Stop Reporting the Optimal Parameter: Use Global Sensitivity Analysis
MethodologyComments
Telling people to stop reporting point estimates is a bridge too far. You cannot put a Sobol index in a press release: the point estimate is the hook, and the GSA is the homework.
From a field perspective, the stability range is what actually matters. It tells the people on the ground whether a slight shift in environmental conditions will break the model predictions or if the result is robust.
OAT is mathematically blind to covariance. In a five-parameter model, you are missing the vast majority of the interaction space by definition.
Exactly. It is worth noting that for non-monotonic functions, Sobol indices are particularly powerful because they do not assume a linear relationship between input and output variance.

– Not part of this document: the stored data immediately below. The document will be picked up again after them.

Issue #2000, opened 2025-01-08
[Nodejs] npm install failed on CI


chaokunyang:
### Search before asking

- [X] I had searched in the [issues](https://github.com/apache/fury/issues) and found no similar issues.

### Version

main

### Component(s)

JavaScript

### Minimal reproduce step

https://github.com/apache/fury/actions/runs/12671304833/job/35312782636?pr=1999

### What did you expect to see?

no error

### What did you see instead?

![image](https://github.com/user-attachments/assets/c1d9a84c-7698-4b4f-b653-35ae46a6bc3c)

### Are you willing to submit a PR?

- [ ] I'm willing to submit a PR!

PR #2001, opened 2025-01-09
feat(javascript): removing HPS

theweipeng:
## What does this PR do?
Removed HPS because we can now use `--expose_externalize_string` to detect the encoding of a string. 
Additionally, we have submitted a PR (https://github.com/nodejs/node/pull/56147) to Node.js for detecting string encoding. If this PR is merged, we will be able to achieve good performance without this flag.

## Related issues
#2000


chaokunyang:
@theweipeng Should we still keep `hps` since https://github.com/nodejs/node/pull/56147 will be available for newer nodejs version?

theweipeng:
It will be a long time before that PR committed in node repo be released. And hps module has far more performance than the way provided by that PR. So I will close this PR

PR #2002, opened 2025-01-09
chore(c++): Function inlining and code tuning

pandalee99:
## What does this PR do?
1、Inline `string_util.cc` function to `string_util.h`
2、Clearer judgment of conditions:`if defined(USE_IMMINTRIN_SIMD)`
3、Remove redundant code

### DIFF
--- a/cpp/fury/util/string_util.cc
+++ b/cpp/fury/util/string_util.cc
@@ -21,42 +21,19 @@
 
 #if defined(__x86_64__) || defined(_M_X64)
 #include <immintrin.h>
+#define USE_IMMINTRIN_SIMD
 #elif defined(__ARM_NEON) || defined(__ARM_NEON__)
 #include <arm_neon.h>
+#define USE_NEON_SIMD
 #elif defined(__riscv) && __riscv_vector
 #include <riscv_vector.h>
+#define USE_RISCV_VECTOR_SIMD
 #endif
 
 #include <chrono>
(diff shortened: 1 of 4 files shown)


cpp/fury/util/string_util.cc
```diff
@@ -21,43 +21,20 @@
 
 #if defined(__x86_64__) || defined(_M_X64)
 #include <immintrin.h>
+#define USE_IMMINTRIN_SIMD
```
chaokunyang, line 24: How about adding a `platform.h` and define macro in that file. 

And I perfer naming the macro as `FURY_HAS_SSE2/FURY_HAS_NEON/...`

PragmaTwice:
Maybe we can try some portable SIMD libraries, like
- https://github.com/xtensor-stack/xsimd
- https://github.com/jfalcou/eve/tree/main
- https://github.com/google/highway

.. instead of handwritten intrinsic calls.

chaokunyang:
I'm OK with each way. Maybe we could run some tests on small batch of data and larger data to see the performance difference.  [eve](https://github.com/jfalcou/eve) needs c++ 20, which is not an option. But for [xsimd](https://github.com/xtensor-stack/xsimd) and [highway](https://github.com/google/highway), we could do some tests, especially for small array whose length is less then `1000`.

chaokunyang (approved):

LHS is usually the go-to, but I recall a few cases where it struggled with high-dimensional correlations compared to Sobol sequences. Is the efficiency claim universal or just relative to full grids?
The Mars mantle study mentioned earlier is a perfect example. If researchers only looked at a single optimal heat flow parameter, they might have missed the actual thermal divide across the southern highlands.
This feels like a companion to that Ground Truth Injection post from the other day... it is like we are finally moving toward a standard for calibration in modeling rather than just tuning until it looks right!
Hypothetically, if the computational cost of a GSA is still too high for a massive climate model, would a carefully constrained OAT be a better compromise than no sensitivity analysis at all?